# [TASK DESCRIPTION]
Tell how many lines below include the word "tests". Only the number should appear.

[Collected data]
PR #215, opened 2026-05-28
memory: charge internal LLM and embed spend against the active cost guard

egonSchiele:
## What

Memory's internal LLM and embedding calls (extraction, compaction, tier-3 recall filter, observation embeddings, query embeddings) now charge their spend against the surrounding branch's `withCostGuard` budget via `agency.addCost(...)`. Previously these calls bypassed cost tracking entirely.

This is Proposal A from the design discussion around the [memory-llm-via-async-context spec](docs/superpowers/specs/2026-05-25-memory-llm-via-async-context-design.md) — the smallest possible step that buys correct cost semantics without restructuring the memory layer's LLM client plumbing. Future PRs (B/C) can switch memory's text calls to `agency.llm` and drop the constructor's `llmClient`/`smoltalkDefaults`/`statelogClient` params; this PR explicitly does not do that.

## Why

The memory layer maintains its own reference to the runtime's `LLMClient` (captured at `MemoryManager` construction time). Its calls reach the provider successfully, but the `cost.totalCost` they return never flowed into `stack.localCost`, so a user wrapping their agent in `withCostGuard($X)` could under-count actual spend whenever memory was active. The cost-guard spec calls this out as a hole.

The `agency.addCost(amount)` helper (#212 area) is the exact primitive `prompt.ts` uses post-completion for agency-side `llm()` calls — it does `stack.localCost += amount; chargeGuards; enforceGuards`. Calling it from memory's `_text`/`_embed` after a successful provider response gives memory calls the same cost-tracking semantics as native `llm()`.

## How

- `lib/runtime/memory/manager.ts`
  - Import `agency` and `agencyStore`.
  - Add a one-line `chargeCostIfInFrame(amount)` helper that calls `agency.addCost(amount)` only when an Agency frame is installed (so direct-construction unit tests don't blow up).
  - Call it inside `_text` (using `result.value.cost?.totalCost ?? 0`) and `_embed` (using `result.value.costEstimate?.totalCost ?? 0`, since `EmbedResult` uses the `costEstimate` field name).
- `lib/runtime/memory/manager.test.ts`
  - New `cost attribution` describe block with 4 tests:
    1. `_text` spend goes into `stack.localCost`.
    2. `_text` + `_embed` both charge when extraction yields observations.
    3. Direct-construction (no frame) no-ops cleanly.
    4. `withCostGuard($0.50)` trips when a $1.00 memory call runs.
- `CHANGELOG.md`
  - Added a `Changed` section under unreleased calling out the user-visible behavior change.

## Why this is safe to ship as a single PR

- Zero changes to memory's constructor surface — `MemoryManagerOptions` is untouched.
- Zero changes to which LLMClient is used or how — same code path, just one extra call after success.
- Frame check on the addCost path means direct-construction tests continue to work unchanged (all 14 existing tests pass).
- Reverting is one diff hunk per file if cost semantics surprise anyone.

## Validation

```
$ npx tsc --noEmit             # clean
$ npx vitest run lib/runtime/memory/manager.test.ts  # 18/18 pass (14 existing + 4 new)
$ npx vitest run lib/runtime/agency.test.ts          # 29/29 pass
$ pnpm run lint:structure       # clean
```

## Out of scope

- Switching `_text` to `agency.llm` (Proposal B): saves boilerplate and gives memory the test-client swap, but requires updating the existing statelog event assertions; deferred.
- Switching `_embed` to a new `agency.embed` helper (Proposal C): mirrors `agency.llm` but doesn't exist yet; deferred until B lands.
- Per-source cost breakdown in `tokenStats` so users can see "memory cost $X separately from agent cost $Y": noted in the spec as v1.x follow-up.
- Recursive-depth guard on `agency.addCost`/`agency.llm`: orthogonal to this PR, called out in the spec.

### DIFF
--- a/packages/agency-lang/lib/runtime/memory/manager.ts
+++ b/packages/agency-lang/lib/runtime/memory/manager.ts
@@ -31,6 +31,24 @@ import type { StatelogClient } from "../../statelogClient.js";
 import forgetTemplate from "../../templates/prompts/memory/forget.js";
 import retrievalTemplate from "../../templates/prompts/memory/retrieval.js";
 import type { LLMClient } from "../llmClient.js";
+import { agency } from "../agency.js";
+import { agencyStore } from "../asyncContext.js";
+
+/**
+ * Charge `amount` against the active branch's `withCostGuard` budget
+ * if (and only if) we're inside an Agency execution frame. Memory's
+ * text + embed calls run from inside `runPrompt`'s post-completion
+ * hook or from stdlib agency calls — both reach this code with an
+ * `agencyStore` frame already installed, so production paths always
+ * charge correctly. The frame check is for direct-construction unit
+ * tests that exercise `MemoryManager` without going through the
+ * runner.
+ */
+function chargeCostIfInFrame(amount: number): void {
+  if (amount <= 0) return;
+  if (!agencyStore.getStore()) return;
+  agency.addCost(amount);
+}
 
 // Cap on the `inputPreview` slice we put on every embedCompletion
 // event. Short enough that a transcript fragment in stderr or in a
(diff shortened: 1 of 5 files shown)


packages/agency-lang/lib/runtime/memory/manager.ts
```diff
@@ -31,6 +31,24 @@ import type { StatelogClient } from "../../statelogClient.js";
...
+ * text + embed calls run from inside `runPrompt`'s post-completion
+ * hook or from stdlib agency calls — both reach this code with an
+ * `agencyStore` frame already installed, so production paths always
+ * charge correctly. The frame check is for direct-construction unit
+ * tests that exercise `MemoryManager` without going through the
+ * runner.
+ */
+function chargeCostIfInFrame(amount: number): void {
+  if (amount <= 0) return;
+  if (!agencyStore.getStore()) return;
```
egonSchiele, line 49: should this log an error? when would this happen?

# [FINISHED TASK]
5